On Saturday last it was my birthday. I am now 58 years old. I’m guessing lots of you will be much, much younger than that.
You know what, though? as I’ve got older, I’ve relaxed, become calmer, steadier, much less likely to get stressed or angry (though that might have something to do with being retired and not having to go to work every day), and much, much happier.
Childhood I found fraught and difficult. Teenagerhood was worse. Young adulthood – well, I was married for the first time at 20, and although we have two wonderful grown up daughters, the marriage didn’t work out. Motherhood I loved. Loved it. I fed both my children myself, for a long time, and loved that too.
Working part time while they were younger was hard work but fun. I loved the days off as well as the work days. Working full time while they were older was much much harder. I was always exhausted, and at one point, when I was being badly bullied at work, I had a nervous breakdown.
Now, in my late fifties, retired, very happily married, I love my life. We have five grown up offspring between us, two daughters and three sons. We have five grandchildren, who are just a joy. A small cat lives with us and seems to regard us as “the staff”. She’s lived here since she was an 8 week old kitten, and we love her to bits.
Soon I will be able to knit again, when I’m recovered properly from my last operation. Hubby’s music server, after a frustrating six week hiatus, has arrived, is installed, and working. Thank goodness I back up regularly, or we might have lost his whole music collection.
I’m quite happy for anybody to know how old I am, I really don’t have a problem with ageing. I’m starting to understand why my grandparents used to say “it’ll all pass” or “it’ll all come out in the wash”. Nowadays I’m much better at waiting to see what happens with a problem. If the washing machine leaked, or burst into flames, clearly I’d do something about that straight away, but stuff that can be left, is left, and more often than not just sorts itself out.
There is more time to plan projects (for example the re-decorating and furnishing of the craft room). There’s more time to just sit and have a cup of tea, or sit and think, or look through my knitting magazines and books. Or read – just finished Timeline by Michael Crichton. Excellent. Just discovered there’s a film! hooray! will put it on our list to rent.
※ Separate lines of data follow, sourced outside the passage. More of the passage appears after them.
PR #6836, opened 2023-07-25
fix: One trust style on print preview

DanielPalafox:


DanielPalafox:
[Onetrust styling broken on print preview](https://trello.com/c/FItB1dlt/8736-onetrust-styling-broken-on-print-preview)

PR #6846, opened 2023-08-03
Ror to fundref ringgold mapping

Camelia-Orcid:


Camelia-Orcid:
[Produce a one off CSV file of the mapping between ROR and Funder Registry IDs](https://trello.com/c/FnA6cJbI/8740-produce-a-one-off-csv-file-of-the-mapping-between-ror-and-funder-registry-ids)

PR #6847, opened 2023-08-03
notify.orcid.org and verify.orcid.org should be not reply addresses

amontenegro:


amontenegro:
[Update email addresses used by the registry to be no reply email addresses](https://trello.com/c/yfK6k1cL/8735-update-email-addresses-used-by-the-registry-to-be-no-reply-email-addresses)

Camelia-Orcid (approved):

PR #6848, opened 2023-08-03
Check the source of the element based on the source ids and not the name

amontenegro:


amontenegro:
[[QA] Validated activities are shown as self-asserted in the summary page](https://trello.com/c/8k1N6VXM/8783-qa-validated-activities-are-shown-as-self-asserted-in-the-summary-page)

leomendoza123 (approved):

PR #6856, opened 2023-08-09
fix: Remove field from response if its private

DanielPalafox:


DanielPalafox:
[[QA] Return 'name' as undefined when the name is private or limited](https://trello.com/c/SLVLVSFq/8797-qa-return-name-as-undefined-when-the-name-is-private-or-limited)

amontenegro (approved):

PR #6863, opened 2023-08-10
fix: Add commonName and reference in ExternalIdentifiersSummary

DanielPalafox:


DanielPalafox:
[[QA] External identifier URL is shown in summary page instead of external identifier value](https://trello.com/c/djZ73BEb/8790-qa-external-identifier-url-is-shown-in-summary-page-instead-of-external-identifier-value)

amontenegro (approved):

PR #6874, opened 2023-08-18
Trim org data

amontenegro:


amontenegro:
[Add "; charset=utf8" to content type in http headers to prevent ISO text being posted to the server](https://trello.com/c/LZVOoi2c/8801-add-charsetutf8-to-content-type-in-http-headers-to-prevent-iso-text-being-posted-to-the-server)

leomendoza123 (approved):

PR #6876, opened 2023-08-22
Remove token from cache when it is revoked

amontenegro:


amontenegro:
[[QA] Remove tokens from cache when they are evicted](https://trello.com/c/w0k3DuUz/8826-qa-remove-tokens-from-cache-when-they-are-evicted)

PR #6887, opened 2023-09-04
If a record was member created and the member added activities to it …

amontenegro:
…on creation time, the record should be indexed


amontenegro:
[[Tech][R&D] Google indexing improvements](https://trello.com/c/bOfeGoF9/8805-techrd-google-indexing-improvements)

leomendoza123 (approved):

PR #6891, opened 2023-09-14
If the sent date is null, we should not care about webhook creation d…

amontenegro:
…ate vs profile last modified


amontenegro:
[[PROD] [Webhooks] The webhook process is not able to cope with the current rate and we are queueing webhooks](https://trello.com/c/udELvo9C/920-prod-webhooks-the-webhook-process-is-not-able-to-cope-with-the-current-rate-and-we-are-queueing-webhooks)

amontenegro:
There is no webhooks queue, it was a confusion with the webhooks that have never been sent before that made us to think that there was a growing queue.

PR #6892, opened 2023-09-20
fix: Validate that availability and documentStyle exist

DanielPalafox:


orcid-core/src/main/java/org/orcid/core/utils/v3/identifiers/resolvers/PubMedResolver.java
```diff
@@ -206,8 +206,15 @@ private WorkExtended getWork(JSONObject json) throws JSONException, ParseExcepti
...
+                                urlType = url.getString("documentStyle");
+                            }
+                            String availability = null;
+                            if (url.has("availability")) {
+                                availability = url.getString("availability");
+                            }
+
                             // If we find the html link, use it and stop
                             // searching
                             if (urlType.equals("html")) {
```
amontenegro, line 220: @DanielPalafox we should add a null check on the urlType

amontenegro (changes requested):

orcid-core/src/main/java/org/orcid/core/utils/v3/identifiers/resolvers/PubMedResolver.java
DanielPalafox: Done

amontenegro (approved):

PR #6901, opened 2023-10-04
URL comparison should be case sensitive

amontenegro:


amontenegro:
[[QA] Items in the websites section are converted to lowercase when editing](https://trello.com/c/4w3HGRGC/8830-qa-items-in-the-websites-section-are-converted-to-lowercase-when-editing)

amontenegro:
Lets leave this one for the next sprint.

PR #6923, opened 2023-10-31
Welcome email ready to go

amontenegro:


amontenegro:
[Updates to the email verification email text](https://trello.com/c/1dKzcgO8/8897-updates-to-the-email-verification-email-text)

Healthwise – well, there’s a whole can of worms. I used to be quite fit. I would swim 30 lengths a week, easily, sometimes twice. The first time I swam a mile I was 12, the next time I was 30 I think, and then I did another one when I was 42, the latter two for charity. Loved swimming, always have. But now, if I go to a public swimming baths, the chances are that I will get a chest infection. I’m lucky if I don’t, let’s put it that way. So I don’t go swimming any more in public baths. When I get the chance, I swim in the sea, no matter how cold it is.
I do have some arthritis, mostly in my hands. I have had a bad back for 35 years now, and 20 years ago they removed the offending disc, which had prolapsed. That made a huge difference, but I still have to be careful because now there are two vertebrae right up against each other.
Generally, though, apart from the M.E. which is the main problem, and not age-related, I manage ok. I sleep a lot. At least 15 hours a day, sometimes 18. But that’s ok because I’m retired. I can’t do things like vacuuming, or drive for more than 20 minutes at a time. But you don’t want a litany of what’s wrong with me. This started out as how fabulous ageing is. And it is!